副総理である且来は黙って目を瞑って聞いていた。

瓦斯はそれを横目で確認して続ける。

「岸山さん、そう興奮しないで。自らが敗軍の将である事を認めた二階堂が、負けを認めた上で武士の情けを求めて来たのです。」

「いや、しかし・・・。勝手にそんな大事な話を、我々に相談もせず決めた事には納得がいきません。」

まだ且来は黙ったままである。

「そう言われても、時間的に相談している余裕が無かったのです。それくらいはお分かりでしょう?」

少々苛ついた声色で瓦斯が岸山へ答える。

その時やっと且来が口を開いた。

「まあ、岸山君、そう熱り(いきり)立つ事の程でもあるまい。瓦斯さんが裏切った訳でも無い。単に我々を軽く見ていると言うだけの事だよ。」

瓦斯への援護射撃のように思えた一言は瓦斯への強烈な皮肉であった。

「且来副総理、それは違う。私はお二人を軽く等思っておりませんよ。勘違いしないで頂きたい。本当に、単に時間的な余裕が無かっただけです。」

自分達に有利な条件であるにも係わらず、それを瓦斯一人で決めてしまった「その一点」だけでその場の空気は最悪だった。
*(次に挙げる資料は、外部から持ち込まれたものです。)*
PR #7619, opened 2025-07-11
copied example from explore/

royendo:
INSERT DESCRIPTION HERE

**Checklist:**
- [ ] Covered by tests
- [ ] I'm proud of this work!

### DIFF
--- a/docs/docs/build/rill-project-file.md
+++ b/docs/docs/build/rill-project-file.md
@@ -23,10 +23,15 @@ models:
 When adding an OLAP connector to your project, this will automatically populate with the new OLAP connector. IE: `ClickHouse`, `Druid`
 
 ## `ai_instructions`
-With our new MCP feature, you may want to pass some project context to the Agent so that it can understand better what this project is used for. A classic example is that this project is a QA project and you dont want to include it in the analysis. In this case, you can add something like below.
+With our new MCP feature, you may want to pass some project context to the Agent so that it can understand better what this project is used for. A classic example is that this project is a QA set of dashboard and metrics internally and you don't want to include it in the analysis. In this case, you can add something like below.
 
 ```
-ai_instructions: This project is a QA project, do not include this project in any of the MCP calls. If a user asks for this project specifically, always indicate in the answer's header and footer, "This project is a QA project and its number's are not verified. You should not be using this for any purposes other than QA."
+ai_instructions: |
+  You are a data analyst, responding to questions from business users with precision, clarity, and concision.
+
+  Any time you are asked about metrics or business data: First use list_metrics, then use get_metrics_view and query_metrics_view_time_range to get the latest information about what dimensions, measures and time ranges are available.
+
+  When you run queries for actual data, run up to three queries in a row, and then provide the user with a summary, any insights you can see in the data, and suggest up to three things to investigate as a next step.
 ```
 
 ## Mock Users 


docs/docs/build/rill-project-file.md
```diff
@@ -23,10 +23,15 @@ models:
 When adding an OLAP connector to your project, this will automatically populate with the new OLAP connector. IE: `ClickHouse`, `Druid`
 
 ## `ai_instructions`
-With our new MCP feature, you may want to pass some project context to the Agent so that it can understand better what this project is used for. A classic example is that this project is a QA project and you dont want to include it in the analysis. In this case, you can add something like below.
+With our new MCP feature, you may want to pass some project context to the Agent so that it can understand better what this project is used for. A classic example is that this project is a QA set of dashboard and metrics internally and you don't want to include it in the analysis. In this case, you can add something like below.
```
ericpgreen2: > this project is a QA set of dashboard and metrics internally and you don't want to include it in the analysis

This doesn't make sense and does not map to the instructions below :)

docs/docs/build/rill-project-file.md
```diff
@@ -23,10 +23,15 @@ models:
...
 
 ```
-ai_instructions: This project is a QA project, do not include this project in any of the MCP calls. If a user asks for this project specifically, always indicate in the answer's header and footer, "This project is a QA project and its number's are not verified. You should not be using this for any purposes other than QA."
+ai_instructions: |
+  You are a data analyst, responding to questions from business users with precision, clarity, and concision.
+
+  Any time you are asked about metrics or business data: First use list_metrics, then use get_metrics_view and query_metrics_view_time_range to get the latest information about what dimensions, measures and time ranges are available.
+
+  When you run queries for actual data, run up to three queries in a row, and then provide the user with a summary, any insights you can see in the data, and suggest up to three things to investigate as a next step.
```
ericpgreen2: These instructions are mostly already included in our "system" instructions, so the user doesn't have to specify this themselves. The one thing here that our system instructions don't include is "suggest up to three things to investigate as a next step", so that is value-add.

docs/docs/build/rill-project-file.md
royendo: oops. also going to push a few menu item fixes to this branch too

docs/docs/build/rill-project-file.md
royendo: Made some changes :)

docs/docs/build/rill-project-file.md
```diff
@@ -23,11 +23,22 @@ models:
...
 
+```yaml
+ai_instructions: |
+  You are a data analyst supporting business users with questions about metrics and business data. Your responses should be precise, clear, and actionable.
+
+  When running data queries:
+    - Run up to three queries in sequence to explore the data from different perspectives or to answer follow-up aspects of the question.
+    - After running the queries, provide a summary of the results, highlight any notable trends or insights, and suggest up to three additional questions or areas that could be explored further based on the findings.
+
+  Your goal is to guide users to actionable insights, ensure transparency in your process, and help them make informed decisions based on the data. Instead of assuming what the user might want to see, ask the user with follow up questions on exactly what they are looking for.
```
ericpgreen2: This kind of "system" instruction is baked into our backend, so the user need not provide it in `rill.yaml`. The user should provide information that's unique to their project in particular, like guidance on which specific metrics views are most important.

royendo: updated

ericpgreen2 (approved):
LGTM!

PR #7626, opened 2025-07-14
fix: editing report/alert for broken dashboards

AdityaHegde:
We need a lot of info from dashboard when editing report or alert. So if the dashboard is broken then we need to disable editing.

**Checklist:**
- [ ] Covered by tests
- [ ] I'm proud of this work!

### DIFF
--- a/web-admin/src/features/alerts/metadata/AlertMetadata.svelte
+++ b/web-admin/src/features/alerts/metadata/AlertMetadata.svelte
@@ -23,6 +23,7 @@
   import ThreeDot from "@rilldata/web-common/components/icons/ThreeDot.svelte";
   import Tooltip from "@rilldata/web-common/components/tooltip/Tooltip.svelte";
   import TooltipContent from "@rilldata/web-common/components/tooltip/TooltipContent.svelte";
+  import { hasValidMetricsViewTimeRange } from "@rilldata/web-common/features/dashboards/selectors.ts";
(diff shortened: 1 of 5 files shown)


web-admin/src/features/alerts/metadata/AlertMetadata.svelte
```diff
@@ -105,7 +111,9 @@
         </h1>
         <div class="grow" />
         {#if !$isAlertCreatedByCode.data}
-          <EditAlert {alertSpec} />
+          {#if $exploreIsValid}
+            <EditAlert {alertSpec} />
+          {/if}
```
ericpgreen2: Nit: this should be `disabled` rather than hidden.

web-admin/src/features/scheduled-reports/metadata/ReportMetadata.svelte
```diff
@@ -118,9 +124,11 @@
...
             </DropdownMenu.Trigger>
             <DropdownMenu.Content align="start">
-              <DropdownMenu.Item on:click={handleEditReport}>
-                Edit report
-              </DropdownMenu.Item>
+              {#if $exploreIsValid}
+                <DropdownMenu.Item on:click={handleEditReport}>
+                  Edit report
+                </DropdownMenu.Item>
+              {/if}
```
ericpgreen2: Same here

ericpgreen2 (approved):
👍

「勝手な事をとは言え、既に約束してしまったのでは最早そうする以外はあるまい。下手に反故にしてしまって全選挙区でガチンコ勝負となると、こちらの返り血も相当な物になる。」

「それはそうですが・・・・。」

その場は且来の取りなしで一応の了解を得て、瓦斯は安倍川総理が入院している病院へと衆院解散の了承を取り付けに向かった。

派閥単位で圧倒的な有利にあった主流派であるが、その結束は安倍川総理あってこその物だった。

最早その安倍川総理は病床に伏せ、指導者達の思惑はバラバラである。

そこに政権発足時の初心は欠片も残っていなかった。

最後に残った物は自らの保身と権力への執着のみである。

安倍川総理から一任された瓦斯はその足で衆院議長の元へ向かう。

内閣総辞職は行わず、首班指名無しで憲法第7条による解散勅書を本会議にて宣言する事を伝えた。

寝耳に水の議長は激しく動揺したが、その議長に対しても厳しい口止めを行って瓦斯は主流派の総員会合へと向かった。

ほぼ同時刻に反主流派の二階堂が決起集会を開いていた事を主流派で知る者は居なかった。



ナオの圧倒的な演説が終わると二階堂は全議員へ向かって話し始めた。

「これから我々は本会議に向かう。しかし、そこで行われるのは首班指名選挙では無い。

衆議院の解散である。幹部以外は解散後そのまま地元へ戻ってすぐさま選挙の準備に入るように。

幹部は解散後、新党の立ち上げやマスコミ対応を行う。良いか!必ず勝って皆戻って来るのだぞ!」

「うおおおぉっっっ!!!」

全員の雄叫びが会場全体へ地響きとなってこだましていた。

決戦の火蓋は切られた。

この時点で主流派は思惑が入り乱れ結束が無く、反主流派は角田奈緒(ナオ)と云う新たなリーダーを手に入れ一致団結の様相を呈していた。